Gaze-directed Vision GNN for Mitigating Shortcut Learning in Medical Image
Shaoxuan Wu, Xiao Zhang, Bin Wang, Zhuo Jin, Hansheng Li, Jun Feng
TL;DR
This work addresses shortcut learning in medical image analysis by leveraging radiologists' gaze as a prior. It introduces GD-ViG, an end-to-end framework with a gaze map generator (GMG) and a gaze-directed classifier (GDC) that uses gaze-distance based graph construction to focus on disease-relevant foregrounds, eliminating the need for real gaze data at inference. GMG learns gaze patterns via a loss $ L_{GMG} = \frac{1}{HW} \sum (gm_i - g_i)^2 $, while GDC builds a graph with distance dist(x_i, x_j) = ||x_i - x_j||^2 + lambda_g ||gm_i - gm_j||^2 * gm_i and optimizes $ L = L_{GMG} + lambda_c L_{GDC} $. Experiments on SIIM-ACR and EGD-CXR show state-of-the-art accuracy and improvements in AUC and F1, with ablations confirming the benefits of combining CNN and GNN-based gaze map generation and of gaze-distance fusion for robust, interpretable graph structures. The approach enhances practical applicability by removing the need for real gaze during inference and improves reliability in detecting subtle and sparse disease indicators in chest X-rays.
Abstract
Deep neural networks have demonstrated remarkable performance in medical image analysis. However, its susceptibility to spurious correlations due to shortcut learning raises concerns about network interpretability and reliability.

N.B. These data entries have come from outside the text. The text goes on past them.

Issue #7084, opened 2026-08-16
Clamshell watcher ignores desc: rules for the internal panel and overwrites its scale every 2s


mkelk:
### What's wrong?

`omarchy-hyprland-monitor-clamshell` re-applies the internal panel every 2 seconds while docked, but it can only read a `monitors.lua` rule that is keyed by **connector name**. A rule keyed by `desc:` is invisible to it, so it silently falls back to a different scale and then overwrites the panel about one second after anything — the config, the Display panel, `omarchy hyprland monitor scaling` — sets the correct one.

`desc:` is standard Hyprland monitor syntax (documented on the wiki the shipped `monitors.lua` links to) and is the usual way to survive DP connectors renumbering across hotplug. Hyprland honours such a rule; the watcher does not, and then overrides Hyprland with its own guess.

**Symptom:** the built-in display sits at the wrong scale and will not stay changed. `hyprctl reload` appears to do nothing. Setting the scale by hand holds for one sample and then snaps back.

### Steps to reproduce

On a laptop with an external monitor connected (the poll only runs while docked):

1. In `~/.config/hypr/monitors.lua`, key the internal panel by description instead of connector name, with a numeric catch-all below it:

   ```lua
   hl.monitor({ output = "desc:Samsung Display Corp. ATNA60HR07-0", mode = "2880x1800@120", position = "auto", scale = 2 })
   hl.monitor({ output = "", mode = "preferred", position = "auto", scale = 1 })  -- catch-all
   ```

2. `hyprctl reload`
3. `watch -n1 'hyprctl monitors -j | jq -r ".[]|select(.name==\"eDP-1\").scale"'`

**Expected:** `2` — the rule matches the panel, and `hyprctl monitors` confirms the description matches exactly.

**Actual:** `2` for about one second, then `1` forever. The source of the change makes no difference — the poll re-asserts its own value regardless of whether the scale came from the config, `hyprctl eval`, or the Display panel.

### Root cause

In `bin/omarchy-hyprland-monitor-clamshell` (line numbers from `quattro` HEAD, `7be59e1`):

`monitor_rule_regex()` (L69) builds its matcher from `INTERNAL`, which is the connector name from `omarchy-hyprland-monitor-laptop` (L12) — `eDP-1`:

```bash
printf '^[[:space:]]*hl\\.monitor\\(\\{.*output[[:space:]]*=[[:space:]]*"%s"' "$1"
```

[...]

Issue #6909, opened 2026-08-14
[Quattro] eDP-1 monitor scaling forces 2x reset on mixed-monitor array with Quickshell navbar


PedroMiguelInacio:
### System details

11th Gen Intel(R) Core(TM) i5-11400H (12) @ 4.50 GHz  GeForce RTX 3050 Mobile 1920x1080 in 27", 60 Hz [External]  1920x1080 @ 2x in 15", 144 Hz [Built-in]

### What's wrong?

After upgrading to Omarchy Quattro, the internal laptop monitor (eDP-1) is being aggressively forced to a high-DPI scaling factor of 2 (Retina fallback). The external display (HDMI-A-1) scales completely normally at any number.

Any manual attempts to change the internal laptop display density down to a native 1 scaling factor are completely overridden by a background layout watcher or configuration event hook precisely one second after applying the changes.

Additionally, opening the newly introduced Quickshell top navbar Display adjustment tool to manually correct the internal screen's scale layout parameters results in an instant crash of the panel utility tool, immediately defaulting the viewport state back to an oversized scale: 2 state.

DavidSurkov:
Just write monitor config inline
`hl.monitor({ output = "eDP-1", mode = "1920x1080@144", position = "0x0", scale = 2 })
`
It breaks only if the config if spreaded into multiple lines.
`
-- hl.monitor({ /n
-- 	output = "eDP-1",/n
-- 	mode = "1920x1080@144",/n
-- 	position = "0x0",/n
-- 	scale = 1,/n
-- })/n
`

whughesiii2187:
> Just write monitor config inline `hl.monitor({ output = "eDP-1", mode = "1920x1080@144", position = "0x0", scale = 2 }) ` It breaks only if the config if spreaded into multiple lines. `-- hl.monitor({ /n -- output = "eDP-1",/n -- mode = "1920x1080@144",/n -- position = "0x0",/n -- scale = 1,/n -- })/n`

Tried this and my laptop display still is being forced to scale 2 even if set to scale 1

jesseburlamaque:
I'm hitting the same issue on Omarchy 4.0.0-1 + Hyprland 0.56.2 with two monitors (eDP-1 + HDMI-A-1).

[...]

PR #7146, opened 2026-08-16
Disable the panel by overlay alone in clamshell recovery

### LINKED ISSUE #7498: Internal display flashes to 2x scale on lock-screen mouse move / resume (desc: output rules unmatched)
## What happened

On resume from suspend, and continuously while moving the mouse on the lock screen, the internal display's scale flickers between the correct value (1) and 2 — the whole shell (bar, text, lock screen UI) briefly jumps to double size and then snaps back. After unlocking it happens once more and then stays stable.

## Expected

The internal display should stay at its configured scale; no scale should ever be force-applied unless it actually needs correcting.

## Root cause

`omarchy-hyprland-monitor-clamshell` is invoked on every "wake" (including from `LockView.qml`'s `MouseArea.onPositionChanged` on the lock screen, via `omarchy-system-wake`). Its `enable_internal` → `sync_internal_scale` path decides whether to re-apply a scale by comparing the *active* scale against a *desired* scale read from `~/.config/hypr/monitors.lua`:

```sh
monitor_rule_regex() {
  printf '^[[:space:]]*hl\\.monitor\\(\\{.*output[[:space:]]*=[[:space:]]*"%s"' "$1"
}
```

`configured_internal_monitor_value` calls this with `$INTERNAL` = the literal port name from `omarchy-hyprland-monitor-laptop` (e.g. `eDP-1`). This only matches a rule written as `output = "eDP-1"`. It does **not** match a rule that identifies the same output by description, e.g.:

```lua
hl.monitor({
  output = "desc:LG Display 0x0742",
  mode = "1920x1080@144.00",
  scale = 1,
  ...
})
```

`desc:`-based output selectors are a normal, documented way to address a monitor in Hyprland (useful because port names can change across kernels/docks), and are what third-party monitor-profile tools (e.g. `hyprmoncfg`) generate by default.

When the regex fails to match, `configured_monitor_scale` returns empty. `read_monitor_scale` then falls back to a saved state file (`~/.local/state/omarchy/toggles/hypr/internal-monitor-scale`), and if that's also absent, hardcodes a default of `2`:

```sh
read_monitor_scale() {
  local scale
  scale=$(configured_monitor_scale)
  if valid_scale "$scale"; then echo "$scale"; return; fi
  if [[ -f $SCALE_STATE ]]; then
    scale=$(<"$SCALE_STATE")
    if valid_scale "$scale"; then echo "$scale"; return; fi
  fi
  echo 2
}
```

On a non-HiDPI internal panel configured at `scale = 1` via a `desc:` rule, this fallback is wrong. `sync_internal_scale` then sees a mismatch against the real active scale (1) and force-applies `scale = 2` via `hyprctl eval`, causing the visible flash. A separate monitor-profile daemon (in my case `hyprmoncfgd`) then corrects it back on its own poll cycle, producing the flicker. Because the lock screen fires `wakeRequested()` (and thus this whole chain) on *every* mouse-move event, the flicker repeats continuously while the mouse moves on the lock screen, and fires once more on unlock.

## Steps to reproduce

1. Configure the internal monitor in `~/.config/hypr/monitors.lua` using a `desc:`-based `output` selector at `scale = 1` (e.g. via `hyprmoncfg`, or by hand).
2. Make sure `~/.local/state/omarchy/toggles/hypr/internal-monitor-scale` does not exist / does not hold the correct scale.
3. Lock the screen and move the mouse continuously, or resume from suspend.
4. Observe the shell repeatedly flash to double size and snap back.

## Suggested fix

`configured_internal_monitor_value` / `monitor_rule_regex` should also match the internal monitor when it's identified by `desc:<description>` (available via `hyprctl monitors -j` as `.description`), not only by literal port name. At minimum, `read_monitor_scale`'s hardcoded final fallback of `2` should not be force-applied without first confirming a mismatch actually needs correcting — right now a parse failure is indistinguishable from "the user wants 2x", and the function actively pushes that guess to the compositor instead of leaving the monitor alone when it can't determine the configured scale.

## Workaround

Manually seeding `~/.local/state/omarchy/toggles/hypr/internal-monitor-scale` with the correct scale (`1` in my case) makes `read_monitor_scale`'s second fallback succeed, so `sync_internal_scale` sees a match and never force-applies anything.

## System details

- Omarchy: 4.0.0-1
- Machine: Acer Nitro ANV15-51 (hybrid graphics)
- CPU: 13th Gen Intel Core i5-13420H
- Graphics: Intel Raptor Lake-P UHD (i915, active on eDP-1) + NVIDIA GeForce RTX 3050 6GB Laptop GPU (nvidia 610.57.04)
- Kernel: 7.1.8-arch1-3
- Hyprland: 0.56.2
- Monitor profile tool in use: `hyprmoncfg` 1.13.0 (AUR), which generates `monitors.lua` with `desc:`-based output selectors

## Unrelated bug noticed while gathering diagnostics

`omarchy debug --no-sudo --print` (and `omarchy debug` in general) currently fails with "Unknown Omarchy command: omarchy debug" even though it's listed as a common command in `omarchy --help`. The underlying binary `/usr/bin/omarchy-debug` works fine when invoked directly, so this looks like a dispatcher/registration regression. Happy to file this separately if preferred.

### LINKED ISSUE #8123: nwg-displays' multi-line hl.monitor() blocks break internal-panel scale sync (resets to 2)
### System details

Omarchy version: 4.0.0-1, Hardware: Lenovo Slim Pro 7 14APH8 (laptop), Kernel: Linux 7.1.8-arch1-3, GPU: NVIDIA GeForce RTX 3050 6GB Laptop GPU (GA107BM) + AMD Phoenix1 (integrated), nwg-displays version: 0.4.3-1Monitors: internal `eDP-1` (2560x1600@90Hz), external `HDMI-A-1` (3840x2160@60Hz, Sceptre Z27)

## What happened

On a laptop with an external monitor connected and active, setting the internal
panel's scale to a fractional value (e.g. 1.25) via `nwg-displays` gets silently
reverted to 2 within a couple of seconds — every time, no matter what scale is
chosen. The external monitor's scale applies and holds fine; only the internal
panel is affected.

## Expected behavior

The internal panel should keep whatever scale is set in `~/.config/hypr/monitors.lua`,
same as the external monitor does.

## Steps to reproduce

1. On a laptop with an external monitor attached and active, open `nwg-displays`.
2. Set the internal panel (e.g. `eDP-1`) scale to `1.25` (or any non-2 value) and save.
3. `nwg-displays` writes `~/.config/hypr/monitors.lua` using a multi-line
   `hl.monitor({...})` block, e.g.:
   ```lua
   hl.monitor({
       output = "eDP-1",
       mode = "2560x1600@90.0",
       position = "0x0",
       scale = 1.25
   })
   ```
4. Within ~2 seconds, the internal panel's scale reverts to 2.

## Root cause

`/usr/share/omarchy/bin/omarchy-hyprland-monitor-clamshell` is responsible for
re-applying the internal panel's configured scale (used to restore it correctly
after suspend/resume, lid open/close, and dock/undock). Its `configured_monitor_value()`
function locates the relevant `hl.monitor({...})` block with a `sed` regex that
requires `output = "..."` to appear on the **same source line** as `hl.monitor({`:

```
monitor_rule_regex() {
  printf '^[[:space:]]*hl\\.monitor\\(\\{.*output[[:space:]]*=[[:space:]]*"%s"' "$1"
}
```

`nwg-displays` (version 0.4.3, a commonly recommended display-configuration GUI
for Hyprland/Omarchy) always writes `hl.monitor({...})` blocks across multiple
lines, so this regex never matches for the internal panel. `configured_monitor_scale()`
then returns empty, `read_monitor_scale()` falls through past the (also empty)
state-file fallback, and returns the hardcoded default of `2`.

This function is called from `sync_internal_scale()` → `enable_internal()`,
which runs:
- on every `monitoradded`/`monitorremoved` Hyprland event, and
- every 2 seconds via `poll_clamshell_state` in `omarchy-hyprland-monitor-watch`,
  which runs continuously whenever `omarchy-hw-laptop && omarchy-hyprland-monitor-external-active`
  (i.e. exactly the "laptop + external monitor" setup where this bug shows up).

So any scale set on the internal panel gets reapplied and stomped back to 2
within ~2 seconds. External monitors are untouched because this script only
manages the internal/laptop output.

## Confirmed manually

- `hyprctl eval 'hl.monitor({ output = "eDP-1", mode = "2560x1600@90.0", position = "0x0", scale = 1.25 })'`
  applies immediately, then reverts to `scale: 2` within ~2-4 seconds (caught via
  `hyprctl monitors` polling).
- Reformatting the same block onto a single line in `monitors.lua` lets
  `configured_monitor_value()` parse it correctly and the scale then holds.
- Seeding `~/.local/state/omarchy/toggles/hypr/internal-monitor-scale` with `1.25`
  (the parser's secondary fallback, checked before the hardcoded default) also
  works around it without touching `monitors.lua` formatting — this is what I'm
  using as a temporary fix, but it silently goes stale the next time the scale
  is actually changed via nwg-displays.
- Also noticed (separately, likely unrelated): two copies of
  `omarchy-hyprland-monitor-watch` were running simultaneously in my session,
  seemingly a leftover from a prior Hyprland reload — doubles the polling but
  isn't the cause of the scale-reset bug itself.

## Suggested fix

Make `configured_monitor_value()`'s parsing multi-line aware — e.g. flatten each
`hl.monitor({...})` block onto one logical line before matching (strip newlines
between the balanced `{` and `}`), or replace the regex-based scrape with a
proper Lua parse — since `nwg-displays`, a standard/recommended tool for this
workflow, never emits single-line calls.

mkelk:
The parser this PR originally added is withdrawn; `docs/clamshell.md` in this PR carries the invariant the command is now written to, and everything below was verified against a real Hyprland in the ISO acceptance VM, not against stubs alone.

Closes #8123. Closes #7498. References #7084 (its `require`d-file half is the maintainer's to place). #7326 and #8103 live in `omarchy-hyprland-monitor-scaling` and stay open.

**The bug class.** `omarchy-hyprland-monitor-clamshell` disabled the panel with a toggle overlay and a reload — and then also evaluated an explicit `hl.monitor({ … scale = … })` on top, with values read out of `monitors.lua`. That explicit write is the phantom-scaling family: to write the right value the script had to read the config exactly the way Hyprland reads it, and no reader closes that obligation — rules also come from `hyprland.lua`, required files, and the toggles. Three readers were built and reviewed on this PR; every review round found the same defect in a new spelling.

**The change, in four parts:**

1. **Overlay only.** The command authors exactly one thing: `hl.monitor({ output = "<internal>", disabled = true })` in the toggles directory. Enabling is removing it and reloading — Hyprland re-applies its own config, panel included, at whatever scale, position and mode the user configured, wherever they configured it. Nothing reads `monitors.lua`, nothing writes a monitor value. Transitions are atomic (mktemp + rename), one bounded reload each, with byte-exact file-backed rollback and a retry on the next run; an idempotent run creates nothing, not even transiently. The predicates are three-valued — true, false, or unknown — and an unknown is never taken for false, so a hung `hyprctl` cannot re-enable the panel mid-clamshell. The unsafe-name refusal (#8129) is kept, before any effect, and the hosted recoveries run only when the toggle each exists to recover is present.

2. **The lock, made real.** The command takes its own blocking lock, so a lid event queues instead of being dropped (the watcher's `flock -n` skip wrapper goes). Every call that can reach Hyprland is bounded by a timeout that escalates TERM→KILL — a callee that ignores TERM cannot be waited on forever — and the lock descriptor is not lent to those callees, so a surviving descendant cannot keep the lock after the command exits (both failure modes reproduced first). A lock that cannot be taken exits before any effect.

3. **The external predicate, made honest.** `omarchy-hyprland-monitor-external-active` broke its own contract twice. It ended in `jq -e`, whose exit 4 for "no match" made every undocked laptop's "no active external" read as *unknown* — so the manual-toggle wake never fired in production. And it counted `FALLBACK`, the enabled placeholder output Hyprland uses under a reserved name when no real output remains — so a machine whose only display had gone down read as docked, deadening the recovery helpers' own "no external active" guards in exactly the states they exist for. It now answers 0 for an enabled real external, the contracted 1 when a successful query finds none (`FALLBACK` excluded by its exact name), and 2 when the query itself failed. Truthiness callers keep their existing behavior — which still treats unknown like false: a transient query failure while an external is active can still drop a user toggle, a pre-existing residual now stated in `docs/clamshell.md` — while the helpers seeing `FALLBACK`'s truth in their recovery states is a deliberate behavior change.

4. **The stranded panel, repaired deliberately.** A helper killed between removing its toggle flag and its reload — reachable, since `omarchy-system-sleep-lock` bounds this command at 0.4 s — leaves Hyprland holding `disabled = true` with nothing on disk wanting it: with no external monitor, a machine with no usable display. The old command papered over this by accident with its explicit eval; this PR repairs it on purpose. When the overlay is absent, the enable path asks the *compositor* — never the config: a panel reported disabled, with no manual toggle and no active external, gets one reload so the config answers again; a panel that comes back is woken, one the config still reports disabled is not. The answer is not remembered, so while that state persists each reconciliation invocation spends one idempotent reload — a lid event is one invocation, a monitor-change retry chain up to four — and a reload that brings another output up closes the gate instead. Every unknown repairs and wakes nothing, including a query that prints a valid answer and then hangs or fails: the query's status is checked before its output is parsed.

**Measured, not assumed.** `test/acceptance.d/clamshell-test.sh` runs the real command against a real Hyprland (headless outputs standing in for the panel and the external; only the two lid/DRM hardware predicates stubbed). Nine `monitors.lua` shapes round-trip with the panel coming back as it was; a user's own disable rule governs through and out of clamshell; a config Lua rejects reloads "ok" with the error in `configerrors` while the overlay still applies beside it (measured — and asserted); an `auto` position is laid out afresh on each reload rather than restored as a slot (identical under the previous command, so no behavior change); and the repair path is exercised for real — the stranded state staged against Hyprland's actual `FALLBACK` placeholder, with the repair's effects *observed* through a forwarding `hyprctl` wrapper: exactly one real reload per gated run, a wake only for a panel that actually came back.

**Tests.** `test/shell.d/monitor-clamshell-test.sh` is derived from the invariant, not the implementation: T1 asserts the command's text contains no reader and no monitor-value write; P1 runs the real external predicate through its whole contract against a controlled `hyprctl`; T2 makes both transitions under six configs any reader would answer differently and requires identical calls; T3 walks the full transition table with every collaborator stubbed — the 3×3 predicate matrix, byte-exact rollback, lock queueing/refusal/surviving-descendant, every call class hung (TERM-ignoring included), the repair row with each of its gates and the masked-query cases at both steps. Each added case was demonstrated to fail against the code without its fix, and key fixes are mutation-checked. The reader's 413-line scale test is deleted with the reader.

**Stated residuals** (`docs/clamshell.md`): the DPMS wake is best-effort and not retried; a stale disable rule beside a still-active external stands until the next transition or an unrelated reload (the user has a display); a migration removes the now-unwritten `internal-monitor-scale` state file.


mkelk:
Force-pushed. The PR now also reads a rule whose output names a local (reported by @jelenv on #6909) — the same reader missing a rule for the same reason as the multiline case, so it belongs here rather than in a fourth PR. Rebased onto current `quattro`.

Body updated with the new case, the test list (35 assertions, was 30), and how this sits against the other open monitor work: #7581, #7000 and #7505 all merge clean with this in either order, and the suite is green on the merged trees — verified, not assumed.

jelenv:
Thank you @mkelk

mkelk:
@omarchybot All three confirmed and fixed, along with rather more that pulling on them turned up. The branch is rebased onto `quattro` at 2c247e39 and force-pushed.

## Your three

Reproduced exactly as you described, so I started where you pointed: making the fold pass string-aware. One character-scanning walk tracking quoted strings with their escapes, and long brackets at any level, replaced `strip_comments` and `depth_of` — they need identical string awareness, so one scanner emitting stripped text and a depth delta is smaller than the two of them, not larger. `--[==[` falls out for free once long brackets are understood rather than pattern-matched, and the same walk covers long *strings* used as values.

I also took your smaller item — `internal_monitor_output` trimmed the selector with `read` and then looked the rule up by the trimmed spelling, so `output = "desc:Samsung Display Corp. "` was identified and then not findable. `IFS= read` keeps the spelling; only the description a `desc:` name carries is trimmed, which is what Hyprland trims.

And you were right about `write_block_commented_rule_config`. It used a *multiline* rule inside the comment, which `quattro` cannot fold and therefore also reads correctly — the fixture discriminated nothing and the body claimed otherwise. A single-line rule inside `--[[ ]]` does discriminate, and that is what it uses now.

## What that turned up

Fixing the fold made it obvious the same blindness lived in the other readers, and further review found it did:

- **A name the config rebinds between rules.** `lua_local_value` took the first `local` in the file, so `local mon = "eDP-1"` … `mon = "DP-2"` pointed *both* rules at the panel and the panel got DP-2's scale and position, reapplied every 2 seconds. Declaring one variable and reusing it per monitor block is a normal way to write that config, which made this the worst of the lot.
- **A key merely ending in `output`.** `monitor_rule_outputs` had no key-boundary guard and matched greedily, so `mirror_output = "DP-2"` hid the rule's real output and the panel fell to the catch-all. Same mechanism for rule-shaped text inside a quoted value.
- **A backslash-continued string.** Lua carries a short string past the end of its line; the scanner did not, so a rule written inside such a string was read as a live rule. `lua5.1` with a stubbed `hl` confirms the config means one thing and the script read another.
- **A multiline scale expression.** After folding, `scale = scale_for(\n 2880\n)` extracted as *empty*, which read as a rule naming no scale, so the catch-all overruled a panel Hyprland was scaling correctly — the exact flap the delegate guard from #7581 exists to prevent.

Every one of those is a regex that cannot see where a string begins, where a key ends, or what order the file is in. Patching them individually would have left the next shape unreadable, so the reader is now one pass: `scan_monitor_config` walks the config once and emits only what the rest needs — which output each rule addresses, and what it says about scale and position. Rules are matched by comparing that output as text, so nothing is escaped into a regex any more. `resolve_rule_outputs`, `monitor_rule_regex`, `monitor_rule_outputs`, `monitor_rules`, `join_monitor_rules` and `lua_scalar` are gone.

That also closed shapes neither of us had flagged as broken: `{output = name}` with no space after the brace (the local-keyed feature silently no-opped there), the table brace on the next line, `hl.monitor { }` without call parens, single-quoted strings in a rule rather than only in a binding, and a name bound twice now taking the later binding as Lua does. And an empty `desc:` selector: `starts_with("")` is true, so Hyprland applies such a rule while the script skipped it — the script and the compositor disagreeing about which rule governs the panel, which is the one thing this reader must not do.

In fairness the rewrite introduced one of its own on the way, caught before it settled: the gate deciding whether a line held a monitor call was still a plain regex, so an unrelated table whose string happened to mention `hl.monitor(` and which carried rule-shaped keys was read as a rule. It is a string-aware walk now, with a fixture.

## On the tests

Your point about non-discriminating fixtures generalised. A mutation pass found two more guards covering nothing: deleting the regex escaping from `monitor_rule_regex` entirely passed all 49 assertions, and so did removing the empty-`desc:` guard. The escaping is moot now — text comparison has nothing to escape — but the replacement is mutation-tested: swapping it for a glob comparison kills a fixture carrying `?`, `*`, `[` and `.`.

Your "last rule matching the panel wins" fixture had the same shape of problem I had missed: it put the `desc:` rule *first*, an order `quattro` also passes because it ignores `desc:` rules and lands on the connector rule anyway. Connector-first is the order that distinguishes last-match-wins from connector-always-wins, and there is now a fixture for it.

The suite is 63 ok, up from 25. Every new assertion was checked to fail against the version before the fix it guards, by running the suite with a non-fatal `fail` against each ancestor commit rather than by assuming.

## On your last two notes

The ~4 ms you measured was on configs without local-keyed outputs. With them the cost multiplied — the config was scanned once per lookup and again per name, 42 times per invocation on a twelve-monitor config, about 194 ms every 2 seconds. Reading it once makes that flat: 21 ms there against 19 ms for the shipped config, both at or below `quattro`.

And `INTERNAL_OUTPUT` is computed on the branch that reads it now. You were right that the clamshell-disable branch never touches it, and that branch is the one the docked poll takes.

## Verification

`./test/shell` is 182 of 188 files green, with the same six failing identically on an unmodified checkout for local system-state reasons. `./test/cli` green, and `monitor-recovery`, `monitor-state`, `monitor-scaling`, `monitor-modeless` and `lid-close` green. Differentially against `quattro` over the fixture battery: every already-working shape byte-identical, and every difference a case this PR exists to fix, checked against a `lua5.1` oracle where the answer was not obvious.

Worth another look — the fix is a good deal larger than what you reviewed.

mkelk:
@omarchybot All four residuals are fixed, and your merge commit is kept as pushed. Rebased onto `quattro` at b71c60fe and force-pushed; `0c336b26` is the head.

## Your merge commit

Verified before building on it. The mechanism holds, and the reader was already shaped to take it: `configured_monitor_value` filters on the exact output spelling, so the merge is keyed the way Hyprland keys it. Worth adding, because it is what makes the two halves consistent — since `add` re-appends the merged rule, a rule's place in the reverse walk is its *last* mention in the file, which is exactly what `internal_monitor_output` returns. "Last name that matches, then every rule carrying it" is the same answer for that reason, not by luck. The body's paragraph on `add` is corrected, with that consequence spelled out.

## The four, and two corrections to your report

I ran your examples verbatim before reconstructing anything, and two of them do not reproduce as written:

Furthermore, shortcut learning is exacerbated in medical contexts where disease indicators are often subtle and sparse. In this paper, we propose a novel gaze-directed Vision GNN (called GD-ViG) to leverage the visual patterns of radiologists from gaze as expert knowledge, directing the network toward disease-relevant regions, and thereby mitigating shortcut learning. GD-ViG consists of a gaze map generator (GMG) and a gaze-directed classifier (GDC). Combining the global modelling ability of GNNs with the locality of CNNs, GMG generates the gaze map based on radiologists' visual patterns. Notably, it eliminates the need for real gaze data during inference, enhancing the network's practical applicability. Utilizing gaze as the expert knowledge, the GDC directs the construction of graph structures by incorporating both feature distances and gaze distances, enabling the network to focus on disease-relevant foregrounds. Thereby avoiding shortcut learning and improving the network's interpretability. The experiments on two public medical image datasets demonstrate that GD-ViG outperforms the state-of-the-art methods, and effectively mitigates shortcut learning. Our code is available at https://github.com/SX-SS/GD-ViG.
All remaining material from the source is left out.